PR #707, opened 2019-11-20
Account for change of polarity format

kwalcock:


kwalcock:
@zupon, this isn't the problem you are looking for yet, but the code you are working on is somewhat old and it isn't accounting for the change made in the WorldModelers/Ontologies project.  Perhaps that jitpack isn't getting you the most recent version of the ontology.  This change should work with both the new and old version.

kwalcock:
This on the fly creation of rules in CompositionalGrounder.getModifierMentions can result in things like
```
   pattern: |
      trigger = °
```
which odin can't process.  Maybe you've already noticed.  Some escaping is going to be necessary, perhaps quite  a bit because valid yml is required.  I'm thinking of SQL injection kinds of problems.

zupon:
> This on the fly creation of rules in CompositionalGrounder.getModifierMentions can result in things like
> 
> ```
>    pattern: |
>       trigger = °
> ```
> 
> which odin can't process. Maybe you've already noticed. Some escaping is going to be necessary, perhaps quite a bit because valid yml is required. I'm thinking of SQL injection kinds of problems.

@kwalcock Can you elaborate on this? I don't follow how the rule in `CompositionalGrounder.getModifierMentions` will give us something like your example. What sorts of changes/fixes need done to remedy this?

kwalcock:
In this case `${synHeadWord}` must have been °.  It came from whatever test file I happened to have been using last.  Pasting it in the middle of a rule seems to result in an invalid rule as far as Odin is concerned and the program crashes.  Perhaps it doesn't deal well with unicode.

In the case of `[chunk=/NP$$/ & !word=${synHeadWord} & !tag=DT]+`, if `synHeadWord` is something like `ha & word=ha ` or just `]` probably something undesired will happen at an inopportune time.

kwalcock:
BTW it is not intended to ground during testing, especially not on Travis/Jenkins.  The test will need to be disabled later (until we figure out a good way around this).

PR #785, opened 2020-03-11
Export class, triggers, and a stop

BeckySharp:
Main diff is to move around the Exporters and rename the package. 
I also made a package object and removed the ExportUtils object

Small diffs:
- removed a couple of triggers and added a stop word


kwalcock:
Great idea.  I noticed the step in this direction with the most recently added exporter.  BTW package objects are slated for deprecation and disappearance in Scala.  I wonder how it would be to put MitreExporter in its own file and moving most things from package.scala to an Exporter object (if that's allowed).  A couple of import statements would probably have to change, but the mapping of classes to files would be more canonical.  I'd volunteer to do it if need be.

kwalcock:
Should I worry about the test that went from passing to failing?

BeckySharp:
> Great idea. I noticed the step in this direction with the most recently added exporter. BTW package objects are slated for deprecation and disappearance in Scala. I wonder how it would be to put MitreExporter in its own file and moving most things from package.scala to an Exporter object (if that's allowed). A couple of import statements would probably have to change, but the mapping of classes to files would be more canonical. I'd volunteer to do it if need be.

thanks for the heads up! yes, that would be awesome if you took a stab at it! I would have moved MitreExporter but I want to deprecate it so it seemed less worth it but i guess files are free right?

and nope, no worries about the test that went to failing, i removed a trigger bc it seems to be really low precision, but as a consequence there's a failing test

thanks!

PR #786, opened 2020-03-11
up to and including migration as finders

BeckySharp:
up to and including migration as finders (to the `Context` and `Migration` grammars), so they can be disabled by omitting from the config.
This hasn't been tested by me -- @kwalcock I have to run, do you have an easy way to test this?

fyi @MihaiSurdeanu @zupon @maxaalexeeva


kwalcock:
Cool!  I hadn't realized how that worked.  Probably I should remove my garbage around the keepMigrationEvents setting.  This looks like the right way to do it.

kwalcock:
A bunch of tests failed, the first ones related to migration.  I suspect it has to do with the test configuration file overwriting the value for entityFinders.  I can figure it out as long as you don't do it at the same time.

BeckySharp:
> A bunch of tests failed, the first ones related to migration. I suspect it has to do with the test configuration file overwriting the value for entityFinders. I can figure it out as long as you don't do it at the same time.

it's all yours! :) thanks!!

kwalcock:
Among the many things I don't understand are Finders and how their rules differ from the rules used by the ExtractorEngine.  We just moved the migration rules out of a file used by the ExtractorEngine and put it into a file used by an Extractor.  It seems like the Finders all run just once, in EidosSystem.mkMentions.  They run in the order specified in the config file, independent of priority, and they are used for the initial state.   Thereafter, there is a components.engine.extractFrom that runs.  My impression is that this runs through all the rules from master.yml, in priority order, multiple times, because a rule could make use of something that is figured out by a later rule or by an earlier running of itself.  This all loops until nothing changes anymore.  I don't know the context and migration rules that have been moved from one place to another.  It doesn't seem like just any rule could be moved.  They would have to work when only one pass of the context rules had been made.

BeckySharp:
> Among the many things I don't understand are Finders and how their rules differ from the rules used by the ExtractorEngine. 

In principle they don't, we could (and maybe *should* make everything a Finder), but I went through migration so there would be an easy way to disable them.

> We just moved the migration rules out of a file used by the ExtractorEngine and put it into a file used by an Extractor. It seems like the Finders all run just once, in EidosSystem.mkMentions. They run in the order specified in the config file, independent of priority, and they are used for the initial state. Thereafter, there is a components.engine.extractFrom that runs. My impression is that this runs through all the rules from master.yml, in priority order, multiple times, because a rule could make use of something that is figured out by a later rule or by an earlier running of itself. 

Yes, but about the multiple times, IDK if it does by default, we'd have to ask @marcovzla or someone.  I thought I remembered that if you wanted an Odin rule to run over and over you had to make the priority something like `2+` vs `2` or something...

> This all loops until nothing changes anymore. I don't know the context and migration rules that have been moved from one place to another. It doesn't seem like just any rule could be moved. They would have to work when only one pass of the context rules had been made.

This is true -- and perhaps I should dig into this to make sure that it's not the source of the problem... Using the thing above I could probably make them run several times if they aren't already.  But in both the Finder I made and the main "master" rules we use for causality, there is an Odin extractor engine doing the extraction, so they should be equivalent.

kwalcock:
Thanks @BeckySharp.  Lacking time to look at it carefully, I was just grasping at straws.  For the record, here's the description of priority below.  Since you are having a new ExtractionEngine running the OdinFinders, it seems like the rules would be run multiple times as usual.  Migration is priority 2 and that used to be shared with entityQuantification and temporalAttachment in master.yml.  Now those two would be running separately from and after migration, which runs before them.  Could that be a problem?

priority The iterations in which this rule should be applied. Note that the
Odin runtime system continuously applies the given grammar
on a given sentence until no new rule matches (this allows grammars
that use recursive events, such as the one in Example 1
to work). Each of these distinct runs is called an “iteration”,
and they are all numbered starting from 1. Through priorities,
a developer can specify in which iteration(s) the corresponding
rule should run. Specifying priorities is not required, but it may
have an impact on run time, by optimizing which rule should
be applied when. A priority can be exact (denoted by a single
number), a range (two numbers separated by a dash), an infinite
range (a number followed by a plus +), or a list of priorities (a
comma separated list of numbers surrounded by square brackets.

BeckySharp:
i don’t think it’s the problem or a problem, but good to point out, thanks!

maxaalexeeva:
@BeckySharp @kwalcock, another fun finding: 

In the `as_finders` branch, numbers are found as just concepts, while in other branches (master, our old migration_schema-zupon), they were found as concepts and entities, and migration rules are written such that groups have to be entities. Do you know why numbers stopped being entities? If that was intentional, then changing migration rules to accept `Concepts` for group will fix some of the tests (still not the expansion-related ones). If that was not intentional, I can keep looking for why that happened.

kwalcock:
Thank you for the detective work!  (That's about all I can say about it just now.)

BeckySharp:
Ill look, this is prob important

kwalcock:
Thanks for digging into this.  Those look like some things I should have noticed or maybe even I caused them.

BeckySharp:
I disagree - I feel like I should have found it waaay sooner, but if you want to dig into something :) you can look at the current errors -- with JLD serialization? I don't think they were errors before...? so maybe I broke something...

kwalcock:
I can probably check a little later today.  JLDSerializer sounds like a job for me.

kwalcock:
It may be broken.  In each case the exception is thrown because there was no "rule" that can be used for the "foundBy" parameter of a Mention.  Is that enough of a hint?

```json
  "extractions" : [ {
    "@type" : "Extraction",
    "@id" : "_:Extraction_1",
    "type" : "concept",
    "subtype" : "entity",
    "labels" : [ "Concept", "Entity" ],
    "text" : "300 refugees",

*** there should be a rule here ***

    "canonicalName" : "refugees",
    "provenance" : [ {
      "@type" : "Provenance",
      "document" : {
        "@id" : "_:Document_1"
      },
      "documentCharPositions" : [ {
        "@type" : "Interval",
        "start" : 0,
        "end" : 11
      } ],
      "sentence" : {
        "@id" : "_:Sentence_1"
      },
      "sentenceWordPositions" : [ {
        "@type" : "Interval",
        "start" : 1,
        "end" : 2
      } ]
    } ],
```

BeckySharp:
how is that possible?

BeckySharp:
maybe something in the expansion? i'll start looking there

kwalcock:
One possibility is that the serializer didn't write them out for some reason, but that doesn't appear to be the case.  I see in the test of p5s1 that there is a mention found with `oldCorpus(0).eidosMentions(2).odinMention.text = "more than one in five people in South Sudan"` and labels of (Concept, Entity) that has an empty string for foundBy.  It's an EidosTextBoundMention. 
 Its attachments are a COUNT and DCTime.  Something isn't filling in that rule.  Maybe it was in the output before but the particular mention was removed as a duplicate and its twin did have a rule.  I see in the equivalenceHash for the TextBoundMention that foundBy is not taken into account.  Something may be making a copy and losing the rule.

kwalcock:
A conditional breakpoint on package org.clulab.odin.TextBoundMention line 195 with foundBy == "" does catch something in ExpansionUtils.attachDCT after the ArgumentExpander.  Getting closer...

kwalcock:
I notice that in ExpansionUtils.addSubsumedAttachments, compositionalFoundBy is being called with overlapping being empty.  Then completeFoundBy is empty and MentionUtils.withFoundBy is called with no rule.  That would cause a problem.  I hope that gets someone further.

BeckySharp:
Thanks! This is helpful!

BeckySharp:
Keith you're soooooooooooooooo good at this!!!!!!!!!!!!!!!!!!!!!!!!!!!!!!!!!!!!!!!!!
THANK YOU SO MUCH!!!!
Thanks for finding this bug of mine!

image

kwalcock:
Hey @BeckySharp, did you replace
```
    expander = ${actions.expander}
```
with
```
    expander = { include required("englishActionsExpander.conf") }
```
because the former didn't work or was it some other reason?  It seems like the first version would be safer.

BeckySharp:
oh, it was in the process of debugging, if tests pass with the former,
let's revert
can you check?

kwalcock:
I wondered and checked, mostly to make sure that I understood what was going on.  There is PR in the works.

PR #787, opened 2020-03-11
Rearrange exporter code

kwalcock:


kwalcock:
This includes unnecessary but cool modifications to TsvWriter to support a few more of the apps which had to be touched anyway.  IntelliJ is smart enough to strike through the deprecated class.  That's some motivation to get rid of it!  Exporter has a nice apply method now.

- - - - -

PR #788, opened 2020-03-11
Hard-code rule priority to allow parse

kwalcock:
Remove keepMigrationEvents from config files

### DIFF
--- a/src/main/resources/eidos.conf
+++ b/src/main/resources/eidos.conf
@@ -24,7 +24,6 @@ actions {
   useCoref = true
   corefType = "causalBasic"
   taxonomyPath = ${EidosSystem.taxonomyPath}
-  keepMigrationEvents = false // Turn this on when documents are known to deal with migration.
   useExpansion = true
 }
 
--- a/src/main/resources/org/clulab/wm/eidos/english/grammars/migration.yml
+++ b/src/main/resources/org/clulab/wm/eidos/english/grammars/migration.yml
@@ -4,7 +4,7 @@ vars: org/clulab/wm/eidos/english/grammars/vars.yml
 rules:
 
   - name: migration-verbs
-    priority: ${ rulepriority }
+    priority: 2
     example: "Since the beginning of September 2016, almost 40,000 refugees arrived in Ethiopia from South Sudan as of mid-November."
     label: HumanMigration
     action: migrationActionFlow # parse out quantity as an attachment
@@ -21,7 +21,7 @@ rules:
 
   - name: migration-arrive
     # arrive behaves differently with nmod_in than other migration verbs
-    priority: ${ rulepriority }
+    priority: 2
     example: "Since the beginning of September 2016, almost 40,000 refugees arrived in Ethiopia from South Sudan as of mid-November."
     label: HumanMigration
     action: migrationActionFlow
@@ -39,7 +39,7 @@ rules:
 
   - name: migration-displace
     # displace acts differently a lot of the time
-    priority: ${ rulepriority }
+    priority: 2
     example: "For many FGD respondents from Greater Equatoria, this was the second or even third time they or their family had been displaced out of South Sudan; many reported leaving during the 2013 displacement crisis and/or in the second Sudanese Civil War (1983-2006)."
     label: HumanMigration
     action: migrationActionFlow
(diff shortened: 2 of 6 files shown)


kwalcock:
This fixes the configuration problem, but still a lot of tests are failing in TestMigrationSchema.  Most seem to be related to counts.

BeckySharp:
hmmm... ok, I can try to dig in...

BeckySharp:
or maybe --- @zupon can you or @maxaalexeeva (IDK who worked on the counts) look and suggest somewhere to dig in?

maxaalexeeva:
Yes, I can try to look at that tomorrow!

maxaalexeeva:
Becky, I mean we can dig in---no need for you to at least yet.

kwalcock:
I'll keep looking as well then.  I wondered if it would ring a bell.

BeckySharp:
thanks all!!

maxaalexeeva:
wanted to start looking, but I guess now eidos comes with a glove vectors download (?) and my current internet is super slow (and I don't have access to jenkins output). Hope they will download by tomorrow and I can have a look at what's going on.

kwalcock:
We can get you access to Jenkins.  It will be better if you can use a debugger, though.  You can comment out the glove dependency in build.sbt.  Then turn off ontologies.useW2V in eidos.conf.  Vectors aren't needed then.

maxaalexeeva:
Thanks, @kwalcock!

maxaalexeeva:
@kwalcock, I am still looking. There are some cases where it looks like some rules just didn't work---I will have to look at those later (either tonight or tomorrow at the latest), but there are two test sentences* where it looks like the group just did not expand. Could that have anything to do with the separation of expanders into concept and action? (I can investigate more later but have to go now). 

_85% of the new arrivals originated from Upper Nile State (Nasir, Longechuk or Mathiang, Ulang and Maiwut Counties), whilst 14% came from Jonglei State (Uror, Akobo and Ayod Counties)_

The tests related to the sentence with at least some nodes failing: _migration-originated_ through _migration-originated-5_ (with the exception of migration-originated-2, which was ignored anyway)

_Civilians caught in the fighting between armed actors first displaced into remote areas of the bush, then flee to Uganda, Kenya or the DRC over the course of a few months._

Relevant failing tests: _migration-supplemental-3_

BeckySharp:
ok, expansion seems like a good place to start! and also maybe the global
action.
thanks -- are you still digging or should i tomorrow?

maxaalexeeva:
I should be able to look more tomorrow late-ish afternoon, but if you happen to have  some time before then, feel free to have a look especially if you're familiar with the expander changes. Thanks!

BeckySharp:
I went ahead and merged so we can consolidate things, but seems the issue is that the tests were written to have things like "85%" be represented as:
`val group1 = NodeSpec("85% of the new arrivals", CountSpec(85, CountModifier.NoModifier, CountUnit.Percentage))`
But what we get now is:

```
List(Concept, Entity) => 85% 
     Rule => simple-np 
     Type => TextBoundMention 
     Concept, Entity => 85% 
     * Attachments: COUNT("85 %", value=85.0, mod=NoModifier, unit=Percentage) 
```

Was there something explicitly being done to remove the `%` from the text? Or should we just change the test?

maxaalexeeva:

- - - - -

» Requirement: Which lines above carry the string "around"? Copy those lines.

» Result of the exercise:
BTW it is not intended to ground during testing, especially not on Travis/Jenkins.  The test will need to be disabled later (until we figure out a good way around this).
Main diff is to move around the Exporters and rename the package. 
Cool!  I hadn't realized how that worked.  Probably I should remove my garbage around the keepMigrationEvents setting.  This looks like the right way to do it.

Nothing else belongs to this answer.